# EXERCISE REQUIREMENTS
Your result should be the lines holding the word "Rotorsoft", copied from the entries below.

# RECORDS PROVIDED
-- -- --

Issue #11211, opened 2025-03-03
Xp projection issue when two active quests have the same action


Rotorsoft:
## Describe the bug

Only projecting one xp log when multiple active quests with the same action, due to findOrCreate with missing action_id in the filter

PR #11228, opened 2025-03-03
Refactors XP model with system quest

Rotorsoft:
## Link to Issue
Closes: #11211

## Description of Changes
- 

## Test Plan
  - TODO page
  - 

## Deployment Plan

1. 

## Other Considerations

-

### DIFF
--- a/packages/commonwealth/server/migrations/20250303120000-fix-quest-model.js
+++ b/packages/commonwealth/server/migrations/20250303120000-fix-quest-model.js
@@ -1,0 +1,103 @@
+'use strict';
+
+/** @type {import('sequelize-cli').Migration} */
+module.exports = {
+  async up(queryInterface) {
+    await queryInterface.sequelize.transaction(async (transaction) => {
+      await queryInterface.sequelize.query(
+        `
+        -- create "artificial" system quest to award xp points on referral and address linking events
+        INSERT INTO "Quests" (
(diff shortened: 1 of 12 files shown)


rbennettcw (approved):

packages/commonwealth/server/migrations/20250303120000-fix-quest-model.js
```diff
@@ -0,0 +1,103 @@
...
+          "id",
+          "name",
+          "description",
+          "image_url",
+          "start_date",
+          "end_date",
+          "created_at",
+          "updated_at")
+        VALUES (
+          -1,
```
timolegros, line 20: We just going to use negative numbers for all system quests? E.g. I have an open PR to award XP when a user joins Discord or follows on Twitter. Do I need to create a new system quest for that?

timolegros (approved):

packages/commonwealth/server/migrations/20250303120000-fix-quest-model.js
Rotorsoft: It depends, if the action is configurable through regular quests (UI) or automatic like for these events where the user is not a real common user yet. In the case of joining via Discord, probably another system action... the twitter follow not sure, it can be configurable for existing users I'm guessing

Issue #11217, opened 2025-03-03
Slow Query Optimization


timolegros:
https://us5.datadoghq.com/databases/list?dbPanels=%5B%7B%22t%22%3A%22dbHostPanel%22%2C%22h%22%3A%22ec2-34-236-87-218.compute-1.amazonaws.com%22%7D%2C%7B%22t%22%3A%22dbQueryPanel%22%2C%22qs%22%3A%22510905e10f39fa00%22%2C%22dbType%22%3A%22PostgreSQL%22%2C%22h%22%3A%22ec2-34-236-87-218.compute-1.amazonaws.com%22%2C%22q%22%3A%22%22%7D%5D&dbPlanSignature=929eb217e3182f7f&dbType=PostgreSQL&fromUser=false&start=1740845466747&end=1741018266747&paused=false

https://us5.datadoghq.com/databases/list?dbPanels=%5B%7B%22t%22%3A%22dbHostPanel%22%2C%22h%22%3A%22ec2-34-236-87-218.compute-1.amazonaws.com%22%7D%2C%7B%22t%22%3A%22dbQueryPanel%22%2C%22qs%22%3A%22a7e9442b38190013%22%2C%22dbType%22%3A%22PostgreSQL%22%2C%22h%22%3A%22ec2-34-236-87-218.compute-1.amazonaws.com%22%2C%22q%22%3A%22%22%7D%5D&dbType=PostgreSQL&fromUser=false&start=1740845466747&end=1741018266747&paused=false

dillchen:
Unclear level of effort / benefit should be backlogged but may need to rip the bandaid off
- User Query First
- "bulk Communities" later

timolegros:
The first query originates from `SearchUserProfiles.query.ts`. The `User.profile.name` attribute has the correct `GIN` index applied. The query will be one of the first to be slow during general DB slowdowns because it requires text search which is CPU intensive in any case. There isn't anything straightforward we can do about this at the moment. In the future we can explore having a separate DB and/or service for search-related functionality.

The second query is simply large with lots of joins. May benefit from being split up. https://explain.dalibo.com/plan/8481ef491a1cf5a4

PR #11244, opened 2025-03-04
Query optimizations

timolegros:
## Link to Issue
Closes: #11217

## Description of Changes
- 

## Deployment Plan

1. 

## Other Considerations

-


dillchen:
Uhhhh goated

libs/model/src/community/GetCommunities.query.ts
```diff
@@ -6,6 +6,10 @@ import { z } from 'zod';
 import { models } from '../database';
 import { buildChainNodeUrl } from '../utils/utils';
 
+function iQ(conditional: unknown, query: string) {
+  return conditional ? query : '';
+}
+
 export function GetCommunities(): Query<typeof schemas.GetCommunities> {
```
Rotorsoft, line 13: are we caching this query or is it cacheable?... it probably won't matter much to the user, but not sure about all use cases.

Rotorsoft (approved):
lgtm :rocket 

in general, we should ask how many of these queries can be cached for a few seconds without affecting the usability

mzparacha (approved):

libs/model/src/community/GetCommunities.query.ts
timolegros: We can cache. There are 3 uses of the query:
- [JoinCommunityStep.tsx] Join community step during new user sign-up.
	- Shows recommended communities to join mostly based on selected tags + address base
- [TrendingCommunitiesPrevie.tsx] Card showing trending communities on their dashboard after sign-in.
	- Order by communities user has joined and then by 30 day thread count
- Explore page
	- All filters e.g. chain_ids, stake/no-stake, launchpad/no-launchpad, counts (thread, member), etc

I don't think explore page gets a ton of use so I think the majority of the queries come from the trending and join community steps. Unfortunately, the trending community query does require `user.id` so caching would be user-specific which is less effective.

We can set up caching for all of them tho not sure if caching for trending communities is worth it. Lmk what you think.

Rotorsoft: As a best practice we should starting thinking about caching as much as we can, considering the new traffic.

Issue #11218, opened 2025-03-03
Cache and bulk update counts


kurtassad:
## Describe the bug
Part of the performance problem is the counts blocking other update and read operations. As a fix we decided to update a cached count in redis, and then persist to the database every n seconds. Essentially batching the updates.

## Implementation
We will add a new StatisticsPolicy that will increment the counts for reaction_count, view_count, profile_count, lifetime_thread_count. We will then modify the database cleaner to write these counts to the database until we refactor our cron system.

PR #11259, opened 2025-03-04
Added in async count cache

kurtassad:
## Link to Issue
Closes: #11218

## Description of Changes
- Converts counts to emit events and async policies to cache in redis
- Adds getDel and scan to the redis interface (Necessary for atomic get + delete to keep consistency/parallel updates).
- Adds to database cleaner processCountCache which will increment the database counts with the corresponding redis counts

## Test Plan
- Added integration tests

## Other Considerations
- The thread reactions lift looks a little involved. I loop back to it after we get the initial fix deployed.


packages/commonwealth/server/util/countAggregator.ts
```diff
@@ -0,0 +1,201 @@
...
+    CacheNamespaces.Community_Profile_Count_Changed,
+  );
+
+  if (!communityIds?.length) {
+    return;
+  }
+
+  await models.sequelize.query(
+    `
+        WITH profile_count AS (SELECT community_id, COUNT(*) AS count
```
timolegros, line 103: `community_id` doesn't exist on "Users" table.

packages/commonwealth/server/util/countAggregator.ts
```diff
@@ -0,0 +1,201 @@
...
+}
+
+// 1. Creates mapping of thread_id -> redis count
+// 2. Updates DB
+// 3. Clears thread view count namespace
+async function processViewCounts() {
+  const result = (await cache().scan(
+    CacheNamespaces.Thread_View_Count,
+    0,
+    10000,
```
timolegros, line 161: So we limit to 10k thread updates? Shouldn't we use the cursor to make sure we get all the keys?

packages/commonwealth/server/util/countAggregator.ts
```diff
@@ -0,0 +1,201 @@
...
+        UPDATE "Threads"
+        SET view_count = CASE id
+          ${cases}
+        END
+        WHERE id IN (${threadIds});
+      `;
+
+    await models.sequelize.query(query);
+
+    await cache().deleteNamespaceKeys(CacheNamespaces.Thread_View_Count);
```
timolegros, line 199: I don't think decrementing here requires much additional effort e.g.:
```
// assuming have access to client without await
let promises = idToCount.map(([threadId, count]) => client.DECRBY(`${namespace}_${threadId}`, count));
await promises.allSettled();
promises = promises.reduce((acc, val) => {
	if (val === 0) acc.push(client.del(...));
	return acc;
}, []);
await promises.allSettled();
```

This would avoid undercounting due to deleting keys that were incremented during the PG query.

packages/commonwealth/test/integration/countAggregator.spec.ts
```diff
@@ -0,0 +1,88 @@
...
+} from '@hicommonwealth/core';
+import { tester, type DB } from '@hicommonwealth/model';
+import chai from 'chai';
+import chaiHttp from 'chai-http';
+import { afterAll, beforeAll, describe, expect, test } from 'vitest';
+import { main } from '../../server/util/countAggregator';
+
+chai.use(chaiHttp);
+
+describe('DatabaseCleaner Tests', () => {
```
timolegros, line 16: Rename?

timolegros (changes requested):

libs/model/src/thread/GetThreadsByIds.query.ts
```diff
@@ -26,106 +32,119 @@ export function GetThreadsByIds(): Query<typeof schemas.GetThreadsByIds> {
...
+            {
+              model: models.ThreadVersionHistory,
+            },
+          ],
+          transaction,
+        });
       });
 
-      return threads.map(
+      for (const t of parsedThreadIds) {
```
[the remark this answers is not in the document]
kurtassad: changed to fire and forget

packages/commonwealth/server/util/countAggregator.ts
kurtassad: The issue is that this will not evict the key (It will set the count to 0 instead). Since this is ran for every thread that is viewed, the keys could add up quickly, and we would need some eviction policy for them

packages/commonwealth/server/util/countAggregator.ts
kurtassad: Good catch, fixed. I have not actually switched over the profile counts to the async count cache for now because it is kind of intertwined with returning the profile, and I didn't want to touch that logic. Maybe we can do it in a follow up

kurtassad: nvm, I didn't implement reaction_count. So I will add a test for profile_count

packages/commonwealth/server/util/countAggregator.ts
```diff
@@ -0,0 +1,223 @@
...
+import { QueryTypes } from 'sequelize';
+import { config } from '../config';
+
+const log = logger(import.meta);
+
+main().catch((error) => {
+  log.fatal('Count aggregator broke', error);
+});
+
+export async function main() {
```
timolegros, line 13: Let's get this into the graphile worker since we remove Heroku scheduler on the next deployment. I'm happy to push the commit to update the worker but if you want to do it:
1. Rename `main` function to something descriptive and remove export
2.  Replace the current `main` call with the following to prevent execution when importing from the file
	```
	if (import.meta.url.endsWith(process.argv[1])) {
	  main()
	    .then(() => {
	      // eslint-disable-next-line @typescript-eslint/no-floating-promises
	      dispose()('EXIT', true);
	    })
	    .catch((err) => {
	      console.log('Failed to delete user', err);
	      // eslint-disable-next-line @typescript-eslint/no-floating-promises
	      dispose()('ERROR', true);
	    });
	}
	```
3. Optionally move this file to `workers/graphileWorker/tasks/`
4. Create a new object exported that adheres to the `GraphileTask` type
5. Add this object to the `graphileTasks` object in `graphileWorker/tasks.ts`
6. Add an item in the `cronItems` array in `cronJobs.ts`

timolegros (approved):

packages/commonwealth/server/workers/graphileWorker/tasks/countAggregator.ts
```diff
@@ -0,0 +1,237 @@
...
+}
+
+export async function countAggregator() {
+  config.CACHE.REDIS_URL &&
+    config.NODE_ENV !== 'test' &&
+    cache({
+      adapter: new RedisCache(config.CACHE.REDIS_URL),
+    });
+
+  await cache().ready();
```
rbennettcw, line 34: Just curious, when a task is executed, is it executed in the main app, consumer, forked process, etc– when not executed standalone?

Because for the main app and consumer, the cache adapter is already set near the entrypoint so this is redundant. But obviously if running standalone, then you need this– but it should technically be at line 15.

rbennettcw (approved):

packages/commonwealth/server/workers/graphileWorker/tasks/countAggregator.ts
kurtassad: Looks like the entrypoint is the start-graphile pnpm command. So this will be run as a separate process. So I think we will need this cache adapter here (Moved it to line 15)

-- -- --

# TASK RESPONSE
Rotorsoft:
Rotorsoft:
Rotorsoft: It depends, if the action is configurable through regular quests (UI) or automatic like for these events where the user is not a real common user yet. In the case of joining via Discord, probably another system action... the twitter follow not sure, it can be configurable for existing users I'm guessing
Rotorsoft, line 13: are we caching this query or is it cacheable?... it probably won't matter much to the user, but not sure about all use cases.
Rotorsoft (approved):
Rotorsoft: As a best practice we should starting thinking about caching as much as we can, considering the new traffic.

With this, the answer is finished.